Amr Musa'nın kaleme aldığı ‘Senevatu’l-Camiati’l-Arabiyye’ (Arap Birliği Yılları) adlı kitabı farklı kılan, kimsenin tanık olmadığı veya detayları gizlenmiş bir tarihi süreci değil, hepimizin yaşadığı tarihi bir aşamayı birlikte düşünmemizi sağlamasıdır. Kitabın diğer bir özelliği ise, yazarının, alışılagelmiş olan gerçekleri dileklerle ve retorikle karıştıran Arap yönteminden uzak, rasyonel düşünceye sahip ve profesyonel bir adam olmasıdır. Ümmetin yaşadığı olaylar karşısında gördüğü ve duyduğu şaşkınlığı böyle bir anlatımla aktarmaktadır.
Musa’nın anıları - örneğin - Tunus, Mısır ve Libya'yı eşzamanlı olarak ‘Arap Baharı’ adı altında vuran siyasi dalgalanmaya ilişkin Arap ülkelerinin tutumlarını da içeriyor. Musa, insanı sanki bir dram filminin içindeymişcesine hissettiren bir anlatım kullanıyor. Askeri geçmişi olan üç siyasetçinin davranışlarıyla ilgili düşünmeye başlıyorsunuz. Bunlar, devrime karşı koymaktan ve kan dökülmesinden kaçınmak için hızla iktidardan vazgeçen eski Tunus Cumhurbaşkanı Zeynel Abidin Bin Ali, istifa etmekte biraz tereddüt eden, ancak daha sonra istifa edip ülkesinde kalmaya devam eden eski Mısır Cumhurbaşkanı Hüsnü Mübarek ve Trablus, Bingazi ve Tobruk sokaklara dökülen halka, “Siz kim olduğunuzu sanıyorsunuz, sıçanlar” diyen Muammer Kaddafi’ydi.

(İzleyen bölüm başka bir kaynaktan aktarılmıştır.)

PR #2653, opened 2020-10-28
NimBLE AFR: Save full AFR service instead of only service pointers

prasad-alatkar:
AFR: Allocate memory to save services internally instead of depending on upper layer. 

Description
-----------

- For each service allocate full AFR service space (`BTService_t`), save the content received from upper layer.
- Free the space when cleaning up GATT.

Checklist:
----------

- [ ] My code is Linted.

### DIFF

Yılların deneyimli diplomatı, Suudi Arabistan Dışişleri Bakanı Suud el-Faysal, Arap Birliği'nin Kahire'deki genel merkezinde yapılan toplantıda, Kaddafi’nin bu dehşet verici sözlerine değinerek, toplantıya katılanlara şunları söylüyor:
“Kardeşler, bu insanları yok etme çağrısıdır ve kabul edilemez.”
Otuz yıldır bu köşeyi takip edenlere, ‘Kardeş Albay’ isimli bir kompleksim varmış gibi görünebilir. Kaddafi’nin tüm hukuksuzlukların yaşandığı ve en temel insan haklarının dahi ihlal edildiği on yıllık yokluğunun ardından mevcut durum bana göre tam bir muammadır. Böyle bir adamın 42 yıl boyunca Libya gibi köklü bir ülkeyi nasıl yönetmeye devam ettiğini hiçbir zaman anlayamadım. Bunun Kaddafi’nin karakteriyle ilgili bir durum olduğu tezini doğru bulmuyorum. Ne görünüşü, ne nakışlı cüppesi, ne teknolojik çadırları, ne coşkulu konuşmaları ne de Arap liderleri ve dünya ülkeleriyle ilgilenme tarzı, bunların hiçbiri hiçbir şekilde normal değildi.
Kaddafi her zaman başkalarından, özellikle de Mao Zedong'dan beğendiği alıntıları aktardı veya kopyaladı. Mao'nun Kırmızı Kitabı, Libya’da yeşil bir kitap haline geldi. Mao’nun refakatçi hemşireler fikrini kopyalayıp, ülkeden ülkeye seyahat ettiği resmi konvoylarında, dünyanın güldüğü ve Libyalıların sessizce utandığı bir tablo olarak kadın muhafızlara yer verdi.
Kaddafi kırk yıl boyunca zaman zaman beğendiği fikirleri uygulamaya koydu. Bir gün Paris Komünü fikrinden etkilendi ve bunu uygulayacağını duyurdu. Günler sonra merhum roman yazarı Ahmed İbrahim el-Fakih, bana Albay’ın (Muammer Kaddafi) Sirte'de bir konuşma yaptığını ve bu konuşmada bir yazımın kendisini övdüğünü söylediğini belirtti. Ayrıca beni Albay’ın ‘komün’ hakkındaki fikirleriyle ilgili daha fazla görüş belirtmek üzere davet eden bir grup ‘komite’ de benimle temasa geçti. O gün köşemde, söz konusu davetleri ‘Halk Komitesi’ne havale ettiğimi yazdım!
Amr Musa'nın anılarını okurken Kaddafi’ye benzer başka bir Arap şahsiyeti daha görmeyeceğiz. Ancak bu kırk yıl, sadece Libya'da değil, ‘büyük Arap ulusunun’ tamamında etkili oldu.